TASK OBJECTIVE:
The data should be restated word for word, in full.

Collected data entries:
PR #142, opened 2017-03-25
proc_monitor: Support older & newer kernels am_proc_start format

thassan:


topjohnwu:
Very nice! Thank you very much!

TheComputerGuy96:
Causes high CPU usage

PR #145, opened 2017-03-25
Fixes for A/B devices like Google Pixel

goodwin:


GabrielTK:
+1

JonnyTech:
@goodwin should all instances of `/system` be replaced with `$SYSTEM` in [Magisk/scripts/flash_script.sh](https://github.com/topjohnwu/Magisk/blob/master/scripts/flash_script.sh) especially since `SYSTEM=/system` is defined at the start?

ChrisM-Rogers:
I get an error unpacking the boot image on a stock device. I'll try to investigate later, currently in work so I can't.

goodwin:
@JonnyTech 
Maybe i missed some parts. If yes - sure, all /system should be replaced by variable. Main point is that on Pixel overall system structure is different as on other devices (and i suppose this will be same on all new A/B devices that will be shipped with Nougat on beginning)

ChrisM-Rogers:
I believe I've got it working on stock, to be confirmed after I've got Magisk Manager working. I'll pull in @topjohnwu's new commits, rebase and push it up. I guess the best way to solve this would be to send a PR to your fork and then you can add it to this PR maybe?

Probably be a good idea to get a few people to test it as well on your ROM, a couple extra stock testers and for good measure, other devices to ensure I/we haven't broken compatibility with other currently supported devices.

I can't get the Magisk Manager app to build on my laptop at the moment, so I'll have to wait till I get home to do anymore work. Currently, the PlayStore version shows my version stub in Magisk Manager, but Magisk Hide won't work yet and thus fails Safty Net, this is only when using Chainfire's SuperSU though, since I'd imagine Magisk Manager doesn't yet know where to find it's own binaries on multi-slot devices, so I hope to fix this for stock users too. :)

goodwin:
@ChrisM-Rogers 
You can send me PR and i will be happy to check your changes. And test if Magisk will keep working on RR with your changes (we should get it working everywhere ideally)

ChrisM-Rogers:
@goodwin Much agreed! That's the idea :) I haven't really added much at all to be honest, just conditions mostly.

crivchri:
Any news for A/B devices?

mleinart:
FWIW this tested successfully for me on a stock Google Fi Pixel XL running 7.1.2 with the May security update with the following caveat:

Install of this build *only* works if TWRP is flashed to recovery. If one boots TWRP via `fastboot boot` (as many guides recommend), the kernel cmdline has no reference to slots and so the new code in this patch doesn't detect this as an AB device.

IMO this solution is good enough if that caveat is put in the release notes.

An alternate may be to look in /dev/block/bootdevice/by-name/ 
    
    # ls -la /dev/block/bootdevice/by-name/boot
lrwxrwxrwx    1 root         root                36 Mar 20  1970 /dev/block/bootdevice/by-name/boot -> /dev/block/bootdevice/by-name/boot_b

(slot b is active on my device). Though I have no idea how reliable that is across devices

ChrisM-Rogers:
@mleinart that sounds promising. When I had a look around, I was using `dev/block/bootdevice/by-name/boot` as well. Seems like a viable option.

goodwin:
WIll close this request in next days. Have already working snapshot of v13 on my XL - so will prepare new pull request, targeted to upcoming release

ChrisM-Rogers:
@goodwin awesome! Is that on your ROM or on stock?

goodwin:
I'm testing everything on Resurrection Remix at the moment

ChrisM-Rogers:
Awesome, if you've got it pushed to your repository I'll take it for a spin on stock :)

ChrisM-Rogers:
@mleinart Can you double check to ensure you are running the May security patches? 

On this version, both root and TWRP fail to work for me resulting in a boot loop every time.

YHNdnzj:
@ChrisM-Rogers Flash [https://forum.xda-developers.com/android/software-hacking/signing-boot-images-android-verified-t3600606](url)

ChrisM-Rogers:
Ah thank you @YHNdnzj I wasn't aware that boot images had to be signed now.

goodwin:
@topjohnwu 
Hi man. I have working solution for latest sources of Magisk, that are working really fine on Pixel family. Are you interested at all? I'm trying to reach you on XDA, but no response on all my PMs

SOLUTION FOR THIS TASK:
PR #142, opened 2017-03-25
proc_monitor: Support older & newer kernels am_proc_start format

thassan:


topjohnwu:
Very nice! Thank you very much!

TheComputerGuy96:
Causes high CPU usage

PR #145, opened 2017-03-25
Fixes for A/B devices like Google Pixel

goodwin:


GabrielTK:
+1

JonnyTech:
@goodwin should all instances of `/system` be replaced with `$SYSTEM` in [Magisk/scripts/flash_script.sh](https://github.com/topjohnwu/Magisk/blob/master/scripts/flash_script.sh) especially since `SYSTEM=/system` is defined at the start?

ChrisM-Rogers:
I get an error unpacking the boot image on a stock device. I'll try to investigate later, currently in work so I can't.

goodwin:
@JonnyTech 
Maybe i missed some parts. If yes - sure, all /system should be replaced by variable. Main point is that on Pixel overall system structure is different as on other devices (and i suppose this will be same on all new A/B devices that will be shipped with Nougat on beginning)

ChrisM-Rogers:
I believe I've got it working on stock, to be confirmed after I've got Magisk Manager working. I'll pull in @topjohnwu's new commits, rebase and push it up. I guess the best way to solve this would be to send a PR to your fork and then you can add it to this PR maybe?

Probably be a good idea to get a few people to test it as well on your ROM, a couple extra stock testers and for good measure, other devices to ensure I/we haven't broken compatibility with other currently supported devices.

I can't get the Magisk Manager app to build on my laptop at the moment, so I'll have to wait till I get home to do anymore work. Currently, the PlayStore version shows my version stub in Magisk Manager, but Magisk Hide won't work yet and thus fails Safty Net, this is only when using Chainfire's SuperSU though, since I'd imagine Magisk Manager doesn't yet know where to find it's own binaries on multi-slot devices, so I hope to fix this for stock users too. :)

goodwin:
@ChrisM-Rogers 
You can send me PR and i will be happy to check your changes. And test if Magisk will keep working on RR with your changes (we should get it working everywhere ideally)

ChrisM-Rogers:
@goodwin Much agreed! That's the idea :) I haven't really added much at all to be honest, just conditions mostly.

crivchri:
Any news for A/B devices?

mleinart:
FWIW this tested successfully for me on a stock Google Fi Pixel XL running 7.1.2 with the May security update with the following caveat:

Install of this build *only* works if TWRP is flashed to recovery. If one boots TWRP via `fastboot boot` (as many guides recommend), the kernel cmdline has no reference to slots and so the new code in this patch doesn't detect this as an AB device.

IMO this solution is good enough if that caveat is put in the release notes.

An alternate may be to look in /dev/block/bootdevice/by-name/ 
    
    # ls -la /dev/block/bootdevice/by-name/boot
lrwxrwxrwx    1 root         root                36 Mar 20  1970 /dev/block/bootdevice/by-name/boot -> /dev/block/bootdevice/by-name/boot_b

(slot b is active on my device). Though I have no idea how reliable that is across devices

ChrisM-Rogers:
@mleinart that sounds promising. When I had a look around, I was using `dev/block/bootdevice/by-name/boot` as well. Seems like a viable option.

goodwin:
WIll close this request in next days. Have already working snapshot of v13 on my XL - so will prepare new pull request, targeted to upcoming release

ChrisM-Rogers:
@goodwin awesome! Is that on your ROM or on stock?

goodwin:
I'm testing everything on Resurrection Remix at the moment

ChrisM-Rogers:
Awesome, if you've got it pushed to your repository I'll take it for a spin on stock :)

ChrisM-Rogers:
@mleinart Can you double check to ensure you are running the May security patches? 

On this version, both root and TWRP fail to work for me resulting in a boot loop every time.

YHNdnzj:
@ChrisM-Rogers Flash [https://forum.xda-developers.com/android/software-hacking/signing-boot-images-android-verified-t3600606](url)

ChrisM-Rogers:
Ah thank you @YHNdnzj I wasn't aware that boot images had to be signed now.

goodwin:
@topjohnwu 
Hi man. I have working solution for latest sources of Magisk, that are working really fine on Pixel family. Are you interested at all? I'm trying to reach you on XDA, but no response on all my PMs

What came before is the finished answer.